# DATA FOR THE TASK
▼

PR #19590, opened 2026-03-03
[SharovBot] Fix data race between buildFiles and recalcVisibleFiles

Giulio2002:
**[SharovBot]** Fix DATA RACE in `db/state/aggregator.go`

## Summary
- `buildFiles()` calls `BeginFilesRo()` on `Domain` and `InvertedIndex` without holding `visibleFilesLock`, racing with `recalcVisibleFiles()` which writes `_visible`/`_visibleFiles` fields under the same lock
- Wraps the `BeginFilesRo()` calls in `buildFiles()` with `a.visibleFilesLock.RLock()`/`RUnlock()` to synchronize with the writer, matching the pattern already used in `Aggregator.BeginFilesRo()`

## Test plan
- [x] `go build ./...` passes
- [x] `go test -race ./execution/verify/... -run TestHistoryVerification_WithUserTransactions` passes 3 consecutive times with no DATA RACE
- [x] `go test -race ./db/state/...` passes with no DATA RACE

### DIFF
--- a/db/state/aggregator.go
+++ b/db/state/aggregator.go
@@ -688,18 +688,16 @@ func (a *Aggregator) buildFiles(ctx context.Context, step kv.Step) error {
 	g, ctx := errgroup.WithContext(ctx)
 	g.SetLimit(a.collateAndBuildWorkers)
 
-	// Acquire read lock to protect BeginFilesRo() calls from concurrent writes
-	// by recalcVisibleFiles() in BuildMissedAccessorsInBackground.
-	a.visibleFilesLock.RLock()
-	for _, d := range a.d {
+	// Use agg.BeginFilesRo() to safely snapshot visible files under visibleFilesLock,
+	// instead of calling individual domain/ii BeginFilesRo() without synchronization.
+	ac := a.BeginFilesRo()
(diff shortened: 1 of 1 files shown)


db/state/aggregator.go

▲

# PROMPT
Lines from the one containing "d := range a.d" through the last line of the listing are to be restated word for word; no other line may appear.

# WRITTEN RESPONSE
-	for _, d := range a.d {
+	// Use agg.BeginFilesRo() to safely snapshot visible files under visibleFilesLock,
+	// instead of calling individual domain/ii BeginFilesRo() without synchronization.
+	ac := a.BeginFilesRo()
(diff shortened: 1 of 1 files shown)


db/state/aggregator.go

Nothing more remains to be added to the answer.